Look over the entries that follow and work out how many lines contain "this". State the number only.

---------- Input ----------

PR #175, opened 2020-07-06
Adds Validated.catch

JorgeCastilloPrz:
This mimics `Either.catch` constructor for `suspend` ops but for `Validated` and `ValidatedNel`. I wrote one of these manually [in this Ank PR](https://github.com/arrow-kt/arrow-ank/pull/43), so decided to add it to `arrow-core`.


JorgeCastilloPrz:
I think this is failing because of the unrelated `IO` revert status.

nomisRev:
@JorgeCastilloPrz Yes, still broken due to wrong imports in some tutorial-like docs again..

----------

> Task output
2